With a wonderful mix of thoughtful people we explore how questions about “engagement”—even what it means—help us have productive dialogues about what good teaching and learning looks like and what might change in our schools. Each of us in this conversation are working to reconsider our assumptions and to recast our questions about student engagement in high school and beyond. Please add to this mix by listening in and adding to the comments below.
Learn more about +Todd Finley and his colleague Shari Steadman’s research into how student teachers at East Carolina University think about student engagement.
Take in +Kelsey Shelhart's comments about what it's like to be a seventh grader these days.
And listen to +Nick Perez explain why his unrecognized talents led him to leaving high school, and into the new life working at a technology start up.
Nick found our conversation and had this poignant, detailed response, which I can’t figure out how to excerpt, so here it is in full. Nick wrote to us:
I don’t think high-school is for everyone - just like college isn’t for everyone. This might not be a popular opinion, but I’d love to see more of a focus on alternative forms of education for dropouts, and less of a focus on forcing them to stay in schools where they don’t feel productive. A little background on how I formed that opinion:
I’m a high-school dropout. I wrote my first program when I was ~10 years old, and spent my time coding instead of doing schoolwork. Everyone knew that I was educating myself, but I was still treated like a troublemaker because of my grades. After being placed in a horrible, kind of humiliating special-ed program in middle school (I had someone following me around all day, making sure I was paying attention), I started skipping school because I felt alienated. I’ve never been allowed in a regular high-school classroom (I was in a small program for troubled kids, where it wasn’t unusual for a student to be out for weeks/months due to jail-time), which made me feel further alienated, and motivated me to skip class more often.

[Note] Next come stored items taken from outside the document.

PR #3989, opened 2023-08-18
move config/cache to core library

roccoblues:
See this discussion: https://github.com/neomutt/neomutt/discussions/3968


flatcap (approved):
Good attention to detail :-)
Thanks!

PR #3991, opened 2023-08-21
add missing include xlocale.h for macOS

roccoblues:
On macOS we need to include xlocale.h to define 'locale_t'.


gahr:
Mind to remove it from mx.c?

roccoblues:
> Mind to remove it from mx.c?

sure, done.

So eventually I left. I think there should be more of a focus on our unique needs, and more of an understanding of the fact that “unique needs” doesn’t necessarily equate to learning disabilities or behavioral problems - some of us prefer to work without a standardized curriculum, some of us prefer to work alone, some prefer to work in groups, some want complete guidance, and some just want independent study with extra help on-call.. and yeah, some are stubborn enough to reject any form of education that doesn’t meet their needs/desires/expectations, like myself.

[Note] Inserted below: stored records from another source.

PR #3992, opened 2023-08-23
move config address type to address library

roccoblues:
see this discussion: https://github.com/neomutt/neomutt/discussions/3969

I removed `address_free()` since it was just a wrapper around `mutt_addr_free()`.


roccoblues (commented):
I'm not sure about the filenames `address/config.c` and `test/address/config.c`. Might be a misleading - open for suggestions.

flatcap (approved):
Perfect!  Thanks!

PR #3995, opened 2023-08-25
move mutt_history.c to history lib

roccoblues:
This moves the two remaining functions from `mutt_history.c` to the `history` lib:
* `mutt_hist_complete()`
* `main_hist_observer()`


flatcap:
Ah!  Good idea.

I had to rewind 5 years through the commit history to understand why I didn't do this before.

I don’t regret a thing. I love self-educating, because I love freedom and self-accountability. If I fail to learn the things I need to learn, it’s an issue that I deal with on my own, instead of facing disciplinary action, or getting an “F”, or being placed in a box of “bad kids”. I have a job. I pay taxes. I’ve never had issues paying my rent. I’m still self-educating at every opportunity and always will be. Life goes on. I’d love to help other dropouts feel like they haven’t missed their chance.
Click Read more to see a copy of the chat that was happening during the webcast.
66:16 minutes (15.17 MB)
On this week’s Teachers Teaching Teachers, we have some of our current and former students on the podcast to talk about the high school-college transition. We are also joined by a couple of National Writing Project teachers who have been involved with the “Framework for Success in Post-secondary Writing” that came out a few months ago. These frameworks include this amazing list that we invite you to explore:
Habits of Mind
The Framework identifies eight habits of mind essential for success in college writing—ways of approaching learning that are both intellectual and practical and will support students’ success in a variety of fields and disciplines:
Curiosity: the desire to know more about the world.

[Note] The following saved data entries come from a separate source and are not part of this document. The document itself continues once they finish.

PR #4017, opened 2023-08-29
remove search globals

roccoblues:
**Goals**

* get rid of `OptSearchReverse` from `globals.c`
* don't use op codes (`OP_SEARCH_BACKWARDS`, ...) in `mutt_search_command()` and `mutt_search_alias_command()`
* remove `SearchPattern`, `LastSearch` and `LastSearchExpn` globals from `pattern/pattern.c`

**Idea**

I split the required search data into two parts:
1. State that needs to be kept across operations. This is what the globals `OptSearchReverse` and `SearchPattern`, `LastSearch`, `LastSearchExpn` currrently hold.
2. "one-time" search flags:
  a. `OP_SEARCH` and `OP_SEARCH_BACKWARDS` trigger the search functions to prompt the user for input.
  b. `OP_SEARCH_OPPOSITE` tells the search function to search in the opposite direction of what is currently the global state. 

For the state data I've added a new struct `SearchState` that holds the data previously in the globals. That struct itself is kept on `IndexSharedData`, `AliasMenuData` and `PostponeData`.

For the flags I added `SearchFlags` (`SEARCH_PROMPT`, `SEARCH_OPPOSITE`) that get computed in `op_search()` based on the operation.

-> Related discussion: https://github.com/neomutt/neomutt/discussions/3997

### DIFF
--- a/pattern/pattern.c
+++ b/pattern/pattern.c
@@ -434,16 +434,16 @@ bail:
 
 /**
  * mutt_search_command - Perform a search
- * @param mv     Mailbox view to search through
- * @param menu   Current Menu
- * @param search Current search state
- * @param cur    Index number of current email
- * @param flags  Search flags, e.g. SEARCH_PROMPT
- * @retval >=0   Index of matching email
- * @retval -1    No match, or error
+ * @param mv    Mailbox view to search through
+ * @param menu  Current Menu
+ * @param state Current search state
+ * @param cur   Index number of current email
+ * @param flags Search flags, e.g. SEARCH_PROMPT
+ * @retval >=0  Index of matching email
+ * @retval -1   No match, or error
  */
 int mutt_search_command(struct MailboxView *mv, struct Menu *menu,
-                        struct SearchState *search, int cur, SearchFlags flags)
+                        struct SearchState *state, int cur, SearchFlags flags)
 {
   struct Progress *progress = NULL;
   int rc = -1;
@@ -451,12 +451,12 @@ int mutt_search_command(struct MailboxView *mv, struct Menu *menu,
   if (!m)
     return -1;
 
-  if (buf_is_empty(search->string) || (flags & SEARCH_PROMPT))
+  if (buf_is_empty(state->string) || (flags & SEARCH_PROMPT))
   {
-    if ((mw_get_field((search->reverse) ? _("Reverse search for: ") : _("Search for: "),
-                      search->string, MUTT_COMP_CLEAR | MUTT_COMP_PATTERN,
-                      false, NULL, NULL, NULL) != 0) ||
-        buf_is_empty(search->string))
+    if ((mw_get_field((state->reverse) ? _("Reverse search for: ") : _("Search for: "),
+                      state->string, MUTT_COMP_CLEAR | MUTT_COMP_PATTERN, false,
+                      NULL, NULL, NULL) != 0) ||
+        buf_is_empty(state->string))
     {
       goto done;
     }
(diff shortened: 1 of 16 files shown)


flatcap:
That looks good!

> remove `SearchPattern`, `LastSearch` and `LastSearchExpn` globals from `pattern/pattern.c`

I was worried that this might prevent the user continuing a search in a different dialog.
I thought that you could:
- Search in Index `/john`
- Open Alias dialog
- Hit `<search-next>` to find `john`

But apparently that's not the case, so we needn't worry :-)

> The search state manipulation and flags computation clutter all `op_search()` functions.

I don't see that as a problem.
Each `op_search()` is self-contained and bridges the gap between GUI and library.

> Where/when to initialize the Search? On demand like here or once when IndexSharedData is created.

Hmm...
The Alias and Postponed dialogs are fairly short-lived.
The Index is very long-lived.

Given that the search object is near-trivial in size, I'd say create it once on startup of each Dialog.

> Extract search state/flags manipulation to separate method(s)?.

Is there _that_ much that could be extracted?

> Naming all the things ... struct Search, mutt_search_new(), mutt_search_free(), ...

I think I'd go for `struct SearchState`, `search_state_new()`, `_free()` and vars called `state` (in a new file).

flatcap:
One larger problem for us to think about, is whether the Index and Alias search code should be in `libpattern`

Should `mutt_search_command()` live in `libindex` and rely on `libpattern`? (probably in a dedicated file)
Likewise `mutt_search_alias_command()` in `libalias`.

Or would it be possible to abstract the pattern-searchiness to work on arbitrary objects/data?
(this is probably a **lot** of work)

roccoblues:
> Should `mutt_search_command()` live in `libindex` and rely on `libpattern`? (probably in a dedicated file)
> Likewise `mutt_search_alias_command()` in `libalias`.

Interesting. `mutt_search_command()`is also used in `libpostpone` are we fine with that?
On that note: does `SearchState` really belong in `libpattern`? Or should we move everything together into a `libsearch`?

pattern/pattern.c
```diff
@@ -434,65 +430,58 @@ int mutt_pattern_func(struct MailboxView *mv, int op, char *prompt)
...
       buf_init(&err);
       OptSearchInvalid = true;
-      mutt_str_copy(LastSearch, buf_string(buf), sizeof(LastSearch));
-      mutt_str_copy(LastSearchExpn, buf_string(tmp), sizeof(LastSearchExpn));
+      buf_copy(state->string_expn, tmp);
       mutt_message(_("Compiling search pattern..."));
-      mutt_pattern_free(&SearchPattern);
+      mutt_pattern_free(&state->pattern);
       err.dsize = 256;
       err.data = mutt_mem_malloc(err.dsize);
```
roccoblues, line 476: Unrelated to my changes but do you know why we manually allocate the buffer data here? Shouldn't the `buf_*` functions simply allocate/grow the buffer if necessary?

flatcap: In the early days, `buf_new()` didn't exist, nor did the Buffer Pool.
In some code where the Buffer might not be needed (and to save an alloc) it was allocated on the stack.

With modern processors and lots of memory, we shouldn't be worrying about `malloc()`ing a few KB.
An interesting question is: Is the Buffer Pool really a saving?

flatcap (changes requested):
Idea great.  Code great. Execution: **crash** :-)
`AliasMenuData.search_state` is `NULL` so `<search>` or `<search-next>` crashes.

roccoblues:
> Execution: **crash** :-) `AliasMenuData.search_state` is `NULL` so `<search>` or `<search-next>` crashes.

Wow, thanks for checking! For me it works. 😕 Maybe we're triggering different code paths. Here's what I do:
* hit 'm' to compose a new mail
* hit 'tab' to open alias window
* hit '/' to trigger a search

-> this works

I find 4 different methods where `AliasMenuData` is initialized: `query_complete()`, `query_index()`, `alias_complete()` and `alias_dialog()`.

pattern/pattern.c
roccoblues: > An interesting question is: Is the Buffer Pool really a saving?

For the `string`, `string_expn` in the `SearchState` or in general?

roccoblues: > With modern processors and lots of memory, we shouldn't be worrying about malloc()ing a few KB.

agreed, I've changed it

flatcap: > > Is the Buffer Pool really a saving?
> 
> For the `string`, `string_expn` in the `SearchState` or in general?

In general.
The _idea_ of a pool sounds good, but there aren't any _time-critical_ loops where we alloc/free Buffers.

> Shouldn't the `buf_*` functions simply allocate/grow the buffer if necessary?

Many of them don't: `if (!buf || !buf->data) FAIL;`
We just need a plan.

flatcap:
> Here's what I do:
> 
>     * hit 'm' to compose a new mail
> 
>     * hit 'tab' to open alias window
> 
>     * hit '/' to trigger a search

Yeah, that's exactly what I was doing, I thought.
It still crashes.
I'll run it through the debugger, PC (post-cornflakes :-)

pattern/pattern.c
roccoblues: > > > Is the Buffer Pool really a saving? 
> > 
> > For the `string`, `string_expn` in the `SearchState` or in general?
> 
> In general. The _idea_ of a pool sounds good, but there aren't any _time-critical_ loops where we alloc/free Buffers.

I can't really judge this. But I'm happy to rip it out if we decide to do it. ;-)

flatcap (approved):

Openness: the willingness to consider new ways of being and thinking in the world.
Engagement: a sense of investment and involvement in learning.
Creativity: the ability to use novel approaches for generating, investigating, and representing ideas.
Persistence: the ability to sustain interest in and attention to short- and long-term projects.
Responsibility: the ability to take ownership of one’s actions and
understand the consequences of those actions for oneself and others.
Flexibility: the ability to adapt to situations, expectations, or demands.
Metacognition: the ability to reflect on one’s own thinking as well
as on the individual and cultural processes used to structure knowledge.
What is College Readiness in Writing? and How Do We Get There?
Every year, we have far too many students like Ian. They aren’t the AP kids (though they might be), and they aren’t the students who fail our classes. They do OK, even sometimes receiving excellent grades in our high school classrooms. But when they get to college, they place into Developmental English classes, or worse (like Ian) they crash and burn and drop out of college. They fall off the bridge between high school and college. This site is devoted to local efforts to help more students graduating from high school place directly into college level writing classes, and importantly—do well in freshman composition. It is meant both as a resource and a professional community of practice dedicated to doing more to prepare our students for college and for helping these students do well once they are in college, for “college readiness” and “student success” in college are really two sides of the same coin.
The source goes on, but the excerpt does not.